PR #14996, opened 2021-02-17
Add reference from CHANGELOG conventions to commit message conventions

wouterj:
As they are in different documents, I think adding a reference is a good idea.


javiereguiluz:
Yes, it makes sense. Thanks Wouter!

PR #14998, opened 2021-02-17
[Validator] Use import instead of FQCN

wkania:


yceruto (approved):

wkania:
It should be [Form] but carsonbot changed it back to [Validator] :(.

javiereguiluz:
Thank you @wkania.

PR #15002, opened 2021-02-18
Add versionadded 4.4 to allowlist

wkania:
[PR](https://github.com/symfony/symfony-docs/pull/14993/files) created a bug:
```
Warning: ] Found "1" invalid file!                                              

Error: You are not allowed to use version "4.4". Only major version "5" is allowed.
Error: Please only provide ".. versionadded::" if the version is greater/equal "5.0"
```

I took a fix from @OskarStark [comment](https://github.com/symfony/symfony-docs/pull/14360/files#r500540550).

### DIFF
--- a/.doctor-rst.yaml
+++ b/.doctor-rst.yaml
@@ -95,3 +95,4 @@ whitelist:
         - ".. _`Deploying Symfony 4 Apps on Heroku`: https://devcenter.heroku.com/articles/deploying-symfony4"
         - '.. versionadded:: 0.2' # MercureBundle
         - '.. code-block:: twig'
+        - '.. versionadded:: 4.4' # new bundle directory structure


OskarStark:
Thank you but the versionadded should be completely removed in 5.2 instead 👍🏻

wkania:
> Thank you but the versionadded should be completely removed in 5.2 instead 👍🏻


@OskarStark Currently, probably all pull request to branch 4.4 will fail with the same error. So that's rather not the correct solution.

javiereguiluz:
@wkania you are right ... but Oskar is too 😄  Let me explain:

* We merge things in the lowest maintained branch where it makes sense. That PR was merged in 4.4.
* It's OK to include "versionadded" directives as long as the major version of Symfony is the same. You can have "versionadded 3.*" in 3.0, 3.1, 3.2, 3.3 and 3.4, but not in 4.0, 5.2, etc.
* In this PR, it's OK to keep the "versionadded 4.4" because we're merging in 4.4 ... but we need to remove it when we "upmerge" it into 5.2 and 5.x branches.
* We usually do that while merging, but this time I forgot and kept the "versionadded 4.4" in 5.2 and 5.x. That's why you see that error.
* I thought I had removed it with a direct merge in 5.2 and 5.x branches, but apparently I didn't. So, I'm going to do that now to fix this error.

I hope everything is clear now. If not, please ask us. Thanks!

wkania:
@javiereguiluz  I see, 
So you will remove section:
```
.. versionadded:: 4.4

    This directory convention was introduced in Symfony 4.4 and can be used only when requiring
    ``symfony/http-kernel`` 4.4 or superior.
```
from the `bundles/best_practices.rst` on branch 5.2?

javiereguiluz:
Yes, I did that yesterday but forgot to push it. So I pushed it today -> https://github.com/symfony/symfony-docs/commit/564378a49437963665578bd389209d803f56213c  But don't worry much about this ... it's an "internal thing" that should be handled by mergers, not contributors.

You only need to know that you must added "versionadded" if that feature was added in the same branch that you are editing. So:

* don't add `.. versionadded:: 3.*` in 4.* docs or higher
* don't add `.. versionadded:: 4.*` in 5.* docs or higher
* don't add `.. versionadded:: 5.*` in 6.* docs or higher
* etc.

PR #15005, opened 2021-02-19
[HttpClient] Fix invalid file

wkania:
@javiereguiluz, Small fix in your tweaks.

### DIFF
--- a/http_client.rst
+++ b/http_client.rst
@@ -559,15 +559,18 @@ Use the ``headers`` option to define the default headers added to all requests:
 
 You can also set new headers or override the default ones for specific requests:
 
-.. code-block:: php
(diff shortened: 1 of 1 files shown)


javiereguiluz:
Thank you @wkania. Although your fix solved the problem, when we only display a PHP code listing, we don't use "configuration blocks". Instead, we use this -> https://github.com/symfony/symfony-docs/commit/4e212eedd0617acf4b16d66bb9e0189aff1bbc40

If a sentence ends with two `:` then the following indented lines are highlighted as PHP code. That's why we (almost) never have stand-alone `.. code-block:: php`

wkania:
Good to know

-.-.-

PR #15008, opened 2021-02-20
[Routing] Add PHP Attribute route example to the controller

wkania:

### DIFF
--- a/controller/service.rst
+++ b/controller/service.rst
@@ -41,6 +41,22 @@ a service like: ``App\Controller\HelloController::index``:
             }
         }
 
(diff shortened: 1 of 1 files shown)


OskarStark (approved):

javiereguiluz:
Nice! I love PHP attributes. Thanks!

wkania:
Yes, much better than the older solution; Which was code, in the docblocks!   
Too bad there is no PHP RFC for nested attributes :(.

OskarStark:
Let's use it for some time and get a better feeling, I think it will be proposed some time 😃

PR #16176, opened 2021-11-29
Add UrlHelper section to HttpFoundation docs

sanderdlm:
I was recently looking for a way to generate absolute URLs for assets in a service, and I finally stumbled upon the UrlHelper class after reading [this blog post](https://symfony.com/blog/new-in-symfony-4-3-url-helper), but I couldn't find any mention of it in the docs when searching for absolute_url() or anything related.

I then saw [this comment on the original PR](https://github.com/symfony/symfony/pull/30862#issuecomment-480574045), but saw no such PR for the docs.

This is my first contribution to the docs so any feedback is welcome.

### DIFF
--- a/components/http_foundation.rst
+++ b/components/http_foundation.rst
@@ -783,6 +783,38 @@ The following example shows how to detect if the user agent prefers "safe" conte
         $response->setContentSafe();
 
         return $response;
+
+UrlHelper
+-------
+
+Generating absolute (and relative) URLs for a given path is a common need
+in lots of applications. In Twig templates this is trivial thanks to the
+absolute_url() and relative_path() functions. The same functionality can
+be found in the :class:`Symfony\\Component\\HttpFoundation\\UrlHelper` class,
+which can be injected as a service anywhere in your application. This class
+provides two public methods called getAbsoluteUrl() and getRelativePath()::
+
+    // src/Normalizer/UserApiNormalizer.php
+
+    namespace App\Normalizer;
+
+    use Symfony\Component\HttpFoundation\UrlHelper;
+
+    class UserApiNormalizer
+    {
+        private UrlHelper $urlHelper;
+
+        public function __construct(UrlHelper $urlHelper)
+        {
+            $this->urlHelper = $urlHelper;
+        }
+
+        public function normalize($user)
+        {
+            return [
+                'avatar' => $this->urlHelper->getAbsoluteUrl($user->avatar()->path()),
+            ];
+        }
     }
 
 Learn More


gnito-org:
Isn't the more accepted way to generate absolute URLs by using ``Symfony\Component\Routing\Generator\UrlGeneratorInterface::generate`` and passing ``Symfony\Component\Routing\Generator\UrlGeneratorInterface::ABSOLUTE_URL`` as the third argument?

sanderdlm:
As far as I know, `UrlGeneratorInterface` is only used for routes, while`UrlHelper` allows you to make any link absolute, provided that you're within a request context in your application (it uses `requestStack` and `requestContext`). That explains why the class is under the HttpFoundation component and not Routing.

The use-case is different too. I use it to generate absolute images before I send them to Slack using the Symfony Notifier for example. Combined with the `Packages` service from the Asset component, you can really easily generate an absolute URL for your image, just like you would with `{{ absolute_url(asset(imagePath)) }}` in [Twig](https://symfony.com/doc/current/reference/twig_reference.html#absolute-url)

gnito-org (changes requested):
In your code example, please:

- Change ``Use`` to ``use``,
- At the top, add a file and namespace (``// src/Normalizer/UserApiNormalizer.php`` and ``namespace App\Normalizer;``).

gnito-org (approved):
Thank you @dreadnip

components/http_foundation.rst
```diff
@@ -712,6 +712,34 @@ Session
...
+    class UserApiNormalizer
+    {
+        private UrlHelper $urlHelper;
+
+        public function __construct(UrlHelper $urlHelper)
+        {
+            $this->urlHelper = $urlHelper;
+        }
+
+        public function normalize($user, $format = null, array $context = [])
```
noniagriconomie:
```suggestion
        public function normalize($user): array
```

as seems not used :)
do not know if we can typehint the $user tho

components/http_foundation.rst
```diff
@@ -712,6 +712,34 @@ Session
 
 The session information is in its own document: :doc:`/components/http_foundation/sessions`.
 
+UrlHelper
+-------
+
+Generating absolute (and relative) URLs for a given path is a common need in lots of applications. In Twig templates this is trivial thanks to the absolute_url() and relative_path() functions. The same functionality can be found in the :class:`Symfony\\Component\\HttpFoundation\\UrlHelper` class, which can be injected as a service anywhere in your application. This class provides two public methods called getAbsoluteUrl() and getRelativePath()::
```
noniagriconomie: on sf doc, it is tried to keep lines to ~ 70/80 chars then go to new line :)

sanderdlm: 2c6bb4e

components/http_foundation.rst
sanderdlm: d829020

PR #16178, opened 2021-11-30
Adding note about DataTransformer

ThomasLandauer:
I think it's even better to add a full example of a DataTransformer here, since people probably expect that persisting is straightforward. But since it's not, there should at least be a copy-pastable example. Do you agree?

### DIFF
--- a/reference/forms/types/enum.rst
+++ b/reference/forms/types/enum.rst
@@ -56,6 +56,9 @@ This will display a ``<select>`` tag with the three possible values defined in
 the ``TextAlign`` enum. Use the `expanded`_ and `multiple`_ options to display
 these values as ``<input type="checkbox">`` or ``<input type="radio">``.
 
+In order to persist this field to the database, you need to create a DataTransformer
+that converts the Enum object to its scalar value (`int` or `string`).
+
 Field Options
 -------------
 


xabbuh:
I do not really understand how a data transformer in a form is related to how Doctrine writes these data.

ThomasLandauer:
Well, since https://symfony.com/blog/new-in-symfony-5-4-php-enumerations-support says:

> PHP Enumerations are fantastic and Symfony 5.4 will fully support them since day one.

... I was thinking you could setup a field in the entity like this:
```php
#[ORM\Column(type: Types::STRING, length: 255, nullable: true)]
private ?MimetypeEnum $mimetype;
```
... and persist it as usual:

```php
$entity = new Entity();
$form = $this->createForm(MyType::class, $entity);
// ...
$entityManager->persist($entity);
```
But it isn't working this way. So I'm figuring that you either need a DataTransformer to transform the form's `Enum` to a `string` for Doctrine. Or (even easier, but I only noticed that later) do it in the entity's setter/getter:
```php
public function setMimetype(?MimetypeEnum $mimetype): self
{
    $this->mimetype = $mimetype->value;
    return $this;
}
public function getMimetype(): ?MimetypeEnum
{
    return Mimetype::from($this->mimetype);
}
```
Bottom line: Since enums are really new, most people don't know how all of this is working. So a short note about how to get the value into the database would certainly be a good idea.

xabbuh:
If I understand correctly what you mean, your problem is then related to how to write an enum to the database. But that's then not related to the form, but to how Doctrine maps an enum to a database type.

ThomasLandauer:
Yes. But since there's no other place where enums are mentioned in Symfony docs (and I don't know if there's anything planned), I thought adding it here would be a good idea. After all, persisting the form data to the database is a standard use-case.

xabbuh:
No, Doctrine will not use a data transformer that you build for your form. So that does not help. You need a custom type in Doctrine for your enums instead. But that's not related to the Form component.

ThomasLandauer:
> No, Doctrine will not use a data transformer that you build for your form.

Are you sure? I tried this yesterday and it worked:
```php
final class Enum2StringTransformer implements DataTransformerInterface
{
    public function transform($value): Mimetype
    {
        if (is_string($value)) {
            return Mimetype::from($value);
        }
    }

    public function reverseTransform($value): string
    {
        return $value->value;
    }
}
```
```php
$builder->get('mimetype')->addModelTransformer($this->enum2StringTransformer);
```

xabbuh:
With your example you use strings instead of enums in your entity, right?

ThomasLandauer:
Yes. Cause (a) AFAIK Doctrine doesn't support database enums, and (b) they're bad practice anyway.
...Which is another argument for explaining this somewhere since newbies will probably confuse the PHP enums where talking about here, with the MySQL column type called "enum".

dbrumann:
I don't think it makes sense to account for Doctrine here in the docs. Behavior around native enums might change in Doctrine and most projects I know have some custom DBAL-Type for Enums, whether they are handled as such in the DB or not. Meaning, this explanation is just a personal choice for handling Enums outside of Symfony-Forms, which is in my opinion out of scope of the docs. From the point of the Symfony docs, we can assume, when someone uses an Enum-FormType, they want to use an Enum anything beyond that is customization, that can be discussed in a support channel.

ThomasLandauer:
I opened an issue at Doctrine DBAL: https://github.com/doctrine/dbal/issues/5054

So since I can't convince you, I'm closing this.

-.-.-

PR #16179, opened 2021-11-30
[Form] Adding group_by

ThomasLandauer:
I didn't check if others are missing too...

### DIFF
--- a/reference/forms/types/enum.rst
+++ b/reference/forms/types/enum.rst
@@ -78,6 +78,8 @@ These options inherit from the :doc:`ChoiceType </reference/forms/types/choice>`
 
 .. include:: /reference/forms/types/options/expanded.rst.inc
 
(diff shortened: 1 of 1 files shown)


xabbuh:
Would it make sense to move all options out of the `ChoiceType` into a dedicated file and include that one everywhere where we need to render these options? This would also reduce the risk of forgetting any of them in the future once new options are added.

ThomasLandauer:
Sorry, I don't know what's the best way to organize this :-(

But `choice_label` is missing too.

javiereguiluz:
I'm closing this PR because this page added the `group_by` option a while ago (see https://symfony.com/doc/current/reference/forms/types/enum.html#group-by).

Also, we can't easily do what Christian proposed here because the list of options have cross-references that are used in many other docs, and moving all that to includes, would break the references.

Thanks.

-.-.-

Task to complete: Across all the entries, count the lines that contain "idea", and state nothing but the total.

Your solution: 3